From: J Smith <dark(dot)panda+lists(at)gmail(dot)com>
To: Andres Freund <andres(at)2ndquadrant(dot)com>
Cc: pgsql-hackers(at)postgresql(dot)org
Subject: Re: Errors on missing pg_subtrans/ files with 9.3
Date: 2013-11-12 18:45:01
Message-ID: CADFUPgdU62AgYisfFci9CJA1u15mpEtqZE2D375HrjGzp0VEdw@mail.gmail.com
Views: Raw Message | Whole Thread | Download mbox | Resend email
Lists: pgsql-hackers

On Tue, Nov 12, 2013 at 11:55 AM, Andres Freund <andres(at)2ndquadrant(dot)com> wrote:
> Hi,
>
> On 2013-11-12 11:46:19 -0500, J Smith wrote:
>> > * Does SELECT count(*) FROM pg_prepared_xacts; return 0?
>>
>> Yes it does.
>
> Could you show the output? Do you actually use prepared xacts actively?

jay:dev(at)jagger=# select * from pg_prepared_xacts;
transaction | gid | prepared | owner | database
-------------+-----+----------+-------+----------
(0 rows)

We don't actively use prepared transactions, no. We use a lot of
prepared statements, but no two-phase committing.

> Do you actively use row level locking?

Not to my knowledge, no. I've enabled statement logging for a little
while so we can get a snapshot of what our average queries look like,
but I'm not seeing any PREPARE TRANSACTION or explicit LOCK
statements.

> Is there high concurrency in that environment? In short, could you describe your database usage a bit?

This particular database is used for an aggregation service.
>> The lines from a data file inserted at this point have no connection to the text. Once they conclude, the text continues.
PR #1770, opened 2025-03-24
[no ci] Update S40network

flyrouter:


flyrouter:
It is suggested to add a static MAC from the ENV bootloader settings, since otherwise it will be constantly random, which causes many problems.
The variable name can be changed, everything is negotiable. 
The proposal is given as a basic concept of the option.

There are
a handful of Hibernate-based Java processes that manipulate and
massage the data from a number of data feeds we receive 24-7 From a
quick grepping of the statement log file we captured the following
over the course of approximately 13 minutes:

167452 SELECTs
72388 UPDATEs
6782 INSERTs
2 DELETEs

> Did you restart the database since getting the errors?
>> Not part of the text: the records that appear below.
PR #1341, opened 2026-07-28
[KNW-197, KNW-208, KNW-209]Center error icon and message in AnkiWeb dialog, sizing to text length

fernandolins:
## Related issues
- [x] Closes [KNW-197](https://ankihub.atlassian.net/browse/KNW-197)
- [x] Closes [KNW-208](https://ankihub.atlassian.net/browse/KNW-208)
- [x] Closes [KNW-208](https://ankihub.atlassian.net/browse/KNW-209)

## Proposed changes
Fixes the error message row in the AnkiWeb sign-in/sign-up dialog (`ErrorLabel` in `ankihub/gui/ankiweb.py`), where the error icon and the error text were not visually centered as a single block.

Now:
- `status` gets a shrink-to-fit width, computed in `_update_status_width()` by measuring the label's own `sizeHint()` with word wrap temporarily disabled (this matches exactly how Qt renders the rich-text label on a single line, which a manual `QFontMetrics` calculation didn't reliably reproduce).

Yes, we've restarted several times.

>> Latest checkpoint's NextXID: 0/5138174
>> Latest checkpoint's NextOID: 3574036
>> Latest checkpoint's NextMultiXactId: 5762623
>> Latest checkpoint's NextMultiOffset: 11956824
>> Latest checkpoint's oldestXID: 1673
>> Latest checkpoint's oldestXID's DB: 1
>> Latest checkpoint's oldestActiveXID: 5138174
>> Latest checkpoint's oldestMultiXid: 1
>
> Interesting. Pretty high multixact usage.
>

Part of our process involves a collecting several records and
aggregating them within a single transaction. There will usually be a
handful of SELECTs to fetch the data, a bit of processing in the Java
backend, then a set of either UPDATEs or INSERTs into two tables to
store the results of the processing or in rarer cases a couple of
DELETEs.

Our Java guy would have more details, as I just have the output of the
log files and a high-level view of how our backend processes work, but
this is the general gist of things as I understand it.

Cheers


From: J Smith <dark(dot)panda+lists(at)gmail(dot)com>
To: Andres Freund <andres(at)2ndquadrant(dot)com>
Cc: pgsql-hackers(at)postgresql(dot)org
Subject: Re: Errors on missing pg_subtrans/ files with 9.3
Date: 2013-11-13 17:29:37
Message-ID: CADFUPge4ySeoRNtNsG8S2hThNXFT+RD8CDkVgw7nb8BaPk1cfA@mail.gmail.com
Views: Raw Message | Whole Thread | Download mbox | Resend email
Lists: pgsql-hackers

Looks like we got another set of errors overnight. Here's the log file
from the errors. (Log file scrubbed slightly to remove private data,
but still representative of the problem I believe.)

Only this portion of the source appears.